- **Your goal**: Using the material that follows, output exactly the lines from the one containing "--- a/include/base/libmesh_common.h" through the one containing "at that today.", with both ends kept.

(Records for processing begins)

PR #2281, opened 2019-10-15
Workaround for older clang compiler bug.

permcody:
The libmesh assertion macros fail to parse on older clang compilers. We'll
juse fall back to the previous behavior when using those compilers.

### DIFF
--- a/include/base/libmesh_common.h
+++ b/include/base/libmesh_common.h
@@ -280,7 +280,7 @@ extern bool warned_about_auto_ptr;
 #else
 
 #define libmesh_assertion_types(expr1,expr2)                            \
-  typedef typename std::decay<decltype(expr1)>::type libmesh_type1;  \
+  typedef typename std::decay<decltype(expr1)>::type libmesh_type1;     \
   typedef typename std::decay<decltype(expr2)>::type libmesh_type2
 
 #define libmesh_assert_msg(asserted, msg)                               \
@@ -310,6 +310,8 @@ extern bool warned_about_auto_ptr;
       libMesh::err << "Assertion `" #expr1 " != " #expr2 "' failed.\n" #expr1 " = " << (expr1) << "\n" #expr2 " = " << (expr2) << '\n' << msg << std::endl; \
       libmesh_error();                                                  \
     } } while (0)
+
+#if defined(__clang__) && (__clang_major__ > 3)
 
 #define libmesh_assert_less_msg(expr1,expr2, msg)                       \
   do {                                                                  \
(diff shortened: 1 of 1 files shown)


permcody:
@roystgnr - is this acceptable, or are you even interested in maintaining Clang 3.5.1 support? I haven't verified that Clang 3.6 or even 4.0 fixes this issue yet, but we will look at that today.

jwpeterson:
Just curious if you already tried making a version of the `libmesh_assertion_types()` macro that does "nothing" for older versions of clang, since the error seems to be with the `std::decay` call itself? At least that way you wouldn't have to duplicate every version of the macro... I think all of this was just to avoid warnings in debug mode, so if there are still warnings in old versions of clang that is probably fine.

permcody:
> Just curious if you already tried making a version of the libmesh_assertion_types() macro that does "nothing" for older versions of clang, since the error seems to be with the std::decay call itself? 

I did. That didn't work since the `static_cast` failed for several existing expressions in libMesh. The decay is important for the cast to work in all cases. I really did try a lot of combinations yesterday since I had the environment available to me to play with. To be clear, it's not really the decay that's causing the problem. It has something to do with the parser when it encounters all of the "< >" tokens that get expanded. It believe (but can't determine for sure in the LLVM stack trace), that the actual issues is with the pointer in the expression being tested. 

I couldn't come up with a way to avoid the duplication, but maybe somebody more clever could.

jwpeterson:
I am using `g++ (Ubuntu 7.4.0-1ubuntu1~18.04.1) 7.4.0` , and therefore this statement: 
```
#if defined(__clang__) && (__clang_major__ > 3)
```
is false for me, so I'm now getting the fallback code, and I have a bunch of  warnings like the following:
```
./include/libmesh/libmesh_common.h:359:19: warning: comparison between signed and unsigned integer expressions [-Wsign-compare]
     if (!((expr1) < (expr2))) {                                         \
          ~~~~~~~~~^~~~~~~~~~
./include/libmesh/libmesh_common.h:393:42: note: in expansion of macro ‘libmesh_assert_less_msg’
 #define libmesh_assert_less(expr1,expr2) libmesh_assert_less_msg(expr1,expr2, "")
                                          ^~~~~~~~~~~~~~~~~~~~~~~
./include/libmesh/meshfree_interpolation.h:262:7: note: in expansion of macro ‘libmesh_assert_less’
       libmesh_assert_less (dim, PLDim);
       ^~~~~~~~~~~~~~~~~~~
```
Would it work right if we put the fallback code first, guarded with:
```
#if defined(__clang__) && (__clang_major__ <= 3)
```
then every other compiler would get the new code, right?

(Records for processing ends)

- **Exercise answer**:
--- a/include/base/libmesh_common.h
+++ b/include/base/libmesh_common.h
@@ -280,7 +280,7 @@ extern bool warned_about_auto_ptr;
 #else
 
 #define libmesh_assertion_types(expr1,expr2)                            \
-  typedef typename std::decay<decltype(expr1)>::type libmesh_type1;  \
+  typedef typename std::decay<decltype(expr1)>::type libmesh_type1;     \
   typedef typename std::decay<decltype(expr2)>::type libmesh_type2
 
 #define libmesh_assert_msg(asserted, msg)                               \
@@ -310,6 +310,8 @@ extern bool warned_about_auto_ptr;
       libMesh::err << "Assertion `" #expr1 " != " #expr2 "' failed.\n" #expr1 " = " << (expr1) << "\n" #expr2 " = " << (expr2) << '\n' << msg << std::endl; \
       libmesh_error();                                                  \
     } } while (0)
+
+#if defined(__clang__) && (__clang_major__ > 3)
 
 #define libmesh_assert_less_msg(expr1,expr2, msg)                       \
   do {                                                                  \
(diff shortened: 1 of 1 files shown)


permcody:
@roystgnr - is this acceptable, or are you even interested in maintaining Clang 3.5.1 support? I haven't verified that Clang 3.6 or even 4.0 fixes this issue yet, but we will look at that today.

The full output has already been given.